» **Exercise aim**
Tally every line of the material that includes "github", then give the tally and nothing else.

» **Entries supplied**
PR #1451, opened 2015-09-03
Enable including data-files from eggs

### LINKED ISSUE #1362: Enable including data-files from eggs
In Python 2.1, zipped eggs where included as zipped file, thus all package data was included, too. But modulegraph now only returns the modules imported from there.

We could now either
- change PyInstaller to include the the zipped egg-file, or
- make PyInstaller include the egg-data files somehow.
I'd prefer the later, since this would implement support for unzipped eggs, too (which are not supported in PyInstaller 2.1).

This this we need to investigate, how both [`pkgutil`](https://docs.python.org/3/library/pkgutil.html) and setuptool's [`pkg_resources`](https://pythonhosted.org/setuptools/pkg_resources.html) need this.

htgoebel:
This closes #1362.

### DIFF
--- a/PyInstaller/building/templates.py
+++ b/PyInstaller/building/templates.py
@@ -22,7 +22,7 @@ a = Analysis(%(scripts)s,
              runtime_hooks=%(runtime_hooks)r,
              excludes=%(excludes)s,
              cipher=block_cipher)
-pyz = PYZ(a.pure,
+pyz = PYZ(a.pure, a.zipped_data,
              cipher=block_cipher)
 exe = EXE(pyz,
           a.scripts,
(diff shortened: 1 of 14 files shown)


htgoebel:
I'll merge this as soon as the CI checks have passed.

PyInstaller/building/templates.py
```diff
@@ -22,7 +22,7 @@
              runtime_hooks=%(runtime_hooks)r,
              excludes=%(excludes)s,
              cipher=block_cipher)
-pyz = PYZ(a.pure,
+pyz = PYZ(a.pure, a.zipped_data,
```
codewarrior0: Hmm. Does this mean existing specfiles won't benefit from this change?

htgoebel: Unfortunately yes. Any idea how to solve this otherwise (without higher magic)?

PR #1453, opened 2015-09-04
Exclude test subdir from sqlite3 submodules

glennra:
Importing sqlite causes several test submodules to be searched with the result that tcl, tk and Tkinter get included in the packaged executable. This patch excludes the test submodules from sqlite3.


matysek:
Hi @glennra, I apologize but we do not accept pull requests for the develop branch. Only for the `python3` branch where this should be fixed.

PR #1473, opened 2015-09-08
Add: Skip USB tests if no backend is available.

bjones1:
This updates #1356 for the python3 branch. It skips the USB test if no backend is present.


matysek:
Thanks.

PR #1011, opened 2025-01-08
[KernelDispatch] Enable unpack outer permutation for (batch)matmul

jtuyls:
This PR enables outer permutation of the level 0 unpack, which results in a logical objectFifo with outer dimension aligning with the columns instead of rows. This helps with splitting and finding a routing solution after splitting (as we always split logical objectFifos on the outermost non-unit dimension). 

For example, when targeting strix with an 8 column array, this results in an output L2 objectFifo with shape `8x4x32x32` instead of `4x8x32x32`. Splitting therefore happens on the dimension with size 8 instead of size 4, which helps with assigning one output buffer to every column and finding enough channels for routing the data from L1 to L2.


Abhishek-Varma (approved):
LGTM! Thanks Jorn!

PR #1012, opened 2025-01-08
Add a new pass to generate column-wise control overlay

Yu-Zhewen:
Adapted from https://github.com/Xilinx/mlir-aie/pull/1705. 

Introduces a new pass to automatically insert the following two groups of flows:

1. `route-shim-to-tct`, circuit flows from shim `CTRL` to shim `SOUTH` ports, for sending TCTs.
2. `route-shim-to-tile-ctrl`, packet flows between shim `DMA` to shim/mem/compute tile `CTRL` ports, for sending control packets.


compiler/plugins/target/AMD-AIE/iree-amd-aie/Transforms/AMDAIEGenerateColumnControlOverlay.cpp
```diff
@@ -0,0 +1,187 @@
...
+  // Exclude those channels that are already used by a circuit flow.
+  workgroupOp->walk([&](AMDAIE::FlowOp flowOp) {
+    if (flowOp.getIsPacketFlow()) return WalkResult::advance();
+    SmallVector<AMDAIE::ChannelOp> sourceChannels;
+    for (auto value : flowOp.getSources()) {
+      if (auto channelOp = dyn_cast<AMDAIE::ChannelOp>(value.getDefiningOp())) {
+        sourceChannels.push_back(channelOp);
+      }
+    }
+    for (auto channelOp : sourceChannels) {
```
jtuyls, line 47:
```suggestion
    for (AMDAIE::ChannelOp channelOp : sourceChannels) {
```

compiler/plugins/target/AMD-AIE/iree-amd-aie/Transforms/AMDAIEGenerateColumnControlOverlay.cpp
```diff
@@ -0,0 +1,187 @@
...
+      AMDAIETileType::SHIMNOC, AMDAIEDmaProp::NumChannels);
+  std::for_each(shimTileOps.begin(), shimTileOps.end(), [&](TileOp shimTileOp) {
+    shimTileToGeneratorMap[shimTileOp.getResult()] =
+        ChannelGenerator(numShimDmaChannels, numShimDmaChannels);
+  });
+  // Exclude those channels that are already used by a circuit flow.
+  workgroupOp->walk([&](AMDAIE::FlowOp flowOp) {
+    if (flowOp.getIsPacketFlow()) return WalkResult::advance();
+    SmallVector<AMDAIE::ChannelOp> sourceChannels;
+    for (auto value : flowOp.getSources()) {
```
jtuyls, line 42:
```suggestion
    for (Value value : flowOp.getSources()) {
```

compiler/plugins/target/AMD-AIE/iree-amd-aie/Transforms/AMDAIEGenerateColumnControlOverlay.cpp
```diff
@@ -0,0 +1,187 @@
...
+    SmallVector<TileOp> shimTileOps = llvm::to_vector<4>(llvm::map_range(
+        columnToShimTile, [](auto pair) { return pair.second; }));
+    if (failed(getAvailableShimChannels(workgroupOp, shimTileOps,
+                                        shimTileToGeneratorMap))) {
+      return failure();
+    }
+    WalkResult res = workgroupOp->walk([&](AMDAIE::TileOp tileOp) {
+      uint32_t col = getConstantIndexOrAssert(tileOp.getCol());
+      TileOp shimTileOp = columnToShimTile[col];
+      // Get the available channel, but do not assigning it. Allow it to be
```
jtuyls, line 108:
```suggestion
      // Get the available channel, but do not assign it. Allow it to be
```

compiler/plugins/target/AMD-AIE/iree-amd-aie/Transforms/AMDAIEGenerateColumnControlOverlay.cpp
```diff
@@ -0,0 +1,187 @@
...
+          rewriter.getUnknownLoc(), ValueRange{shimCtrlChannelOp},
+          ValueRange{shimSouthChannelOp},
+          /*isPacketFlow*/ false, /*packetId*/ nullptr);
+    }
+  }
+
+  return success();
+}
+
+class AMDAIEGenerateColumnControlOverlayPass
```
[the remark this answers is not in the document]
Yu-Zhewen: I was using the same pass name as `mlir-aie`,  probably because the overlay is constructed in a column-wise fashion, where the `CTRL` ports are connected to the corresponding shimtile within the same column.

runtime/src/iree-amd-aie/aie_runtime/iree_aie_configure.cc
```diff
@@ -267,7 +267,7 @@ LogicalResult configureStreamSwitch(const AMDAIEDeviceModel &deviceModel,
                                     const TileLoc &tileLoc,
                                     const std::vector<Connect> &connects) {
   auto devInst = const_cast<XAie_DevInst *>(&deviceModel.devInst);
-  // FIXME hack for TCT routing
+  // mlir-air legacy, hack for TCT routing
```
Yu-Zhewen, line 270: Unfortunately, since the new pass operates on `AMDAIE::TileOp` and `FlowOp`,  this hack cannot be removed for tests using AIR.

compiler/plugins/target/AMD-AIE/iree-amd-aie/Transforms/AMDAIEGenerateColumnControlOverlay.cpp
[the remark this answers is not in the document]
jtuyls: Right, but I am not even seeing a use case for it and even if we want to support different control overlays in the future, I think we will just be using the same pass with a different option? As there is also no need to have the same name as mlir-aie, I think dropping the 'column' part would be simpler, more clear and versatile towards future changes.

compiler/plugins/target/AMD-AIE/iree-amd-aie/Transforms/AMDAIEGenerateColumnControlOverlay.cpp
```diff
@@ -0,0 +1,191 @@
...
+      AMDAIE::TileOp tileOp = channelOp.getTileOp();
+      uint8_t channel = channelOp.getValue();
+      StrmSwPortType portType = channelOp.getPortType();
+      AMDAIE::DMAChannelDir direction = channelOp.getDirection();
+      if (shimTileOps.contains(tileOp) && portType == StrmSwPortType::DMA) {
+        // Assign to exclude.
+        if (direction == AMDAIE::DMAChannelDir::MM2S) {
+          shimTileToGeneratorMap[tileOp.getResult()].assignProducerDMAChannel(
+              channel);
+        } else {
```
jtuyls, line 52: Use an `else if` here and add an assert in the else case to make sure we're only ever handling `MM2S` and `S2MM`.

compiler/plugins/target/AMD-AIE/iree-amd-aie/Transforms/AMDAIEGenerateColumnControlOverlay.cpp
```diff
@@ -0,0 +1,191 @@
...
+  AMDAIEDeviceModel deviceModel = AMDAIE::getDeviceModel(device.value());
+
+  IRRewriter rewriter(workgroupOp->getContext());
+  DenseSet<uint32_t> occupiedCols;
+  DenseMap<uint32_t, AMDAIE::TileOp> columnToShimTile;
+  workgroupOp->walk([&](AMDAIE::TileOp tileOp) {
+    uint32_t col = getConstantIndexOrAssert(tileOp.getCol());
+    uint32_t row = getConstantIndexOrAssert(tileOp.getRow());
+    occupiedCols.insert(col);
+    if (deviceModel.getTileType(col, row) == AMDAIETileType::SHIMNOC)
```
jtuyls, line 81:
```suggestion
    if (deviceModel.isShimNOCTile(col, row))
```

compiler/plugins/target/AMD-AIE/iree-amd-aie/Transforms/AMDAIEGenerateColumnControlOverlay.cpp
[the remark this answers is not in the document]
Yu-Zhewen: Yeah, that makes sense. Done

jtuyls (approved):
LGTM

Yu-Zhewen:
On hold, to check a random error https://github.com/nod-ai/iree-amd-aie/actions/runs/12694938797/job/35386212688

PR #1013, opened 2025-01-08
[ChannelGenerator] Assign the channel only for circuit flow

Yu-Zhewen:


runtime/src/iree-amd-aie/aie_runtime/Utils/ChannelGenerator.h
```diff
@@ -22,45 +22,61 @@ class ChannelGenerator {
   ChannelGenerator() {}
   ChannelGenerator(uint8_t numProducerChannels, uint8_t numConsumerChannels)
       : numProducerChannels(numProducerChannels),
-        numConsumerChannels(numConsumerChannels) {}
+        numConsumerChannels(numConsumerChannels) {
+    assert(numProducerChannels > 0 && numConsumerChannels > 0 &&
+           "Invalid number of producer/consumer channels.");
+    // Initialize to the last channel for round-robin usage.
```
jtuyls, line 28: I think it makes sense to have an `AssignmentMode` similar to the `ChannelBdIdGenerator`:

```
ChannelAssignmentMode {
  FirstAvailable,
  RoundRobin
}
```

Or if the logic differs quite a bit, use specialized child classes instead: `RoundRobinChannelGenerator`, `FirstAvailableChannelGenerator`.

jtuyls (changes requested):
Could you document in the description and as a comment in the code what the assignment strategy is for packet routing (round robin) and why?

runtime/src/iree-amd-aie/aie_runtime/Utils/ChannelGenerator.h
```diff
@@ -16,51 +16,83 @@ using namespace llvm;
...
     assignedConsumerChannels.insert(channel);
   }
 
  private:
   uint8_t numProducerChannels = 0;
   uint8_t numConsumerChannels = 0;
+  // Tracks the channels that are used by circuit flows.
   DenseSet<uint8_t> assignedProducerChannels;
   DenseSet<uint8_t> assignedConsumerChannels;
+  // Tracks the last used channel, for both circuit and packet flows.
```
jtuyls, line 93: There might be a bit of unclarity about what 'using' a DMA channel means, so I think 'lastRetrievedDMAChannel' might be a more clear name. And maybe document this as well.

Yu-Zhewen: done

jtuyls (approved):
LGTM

» **Output of the task**
2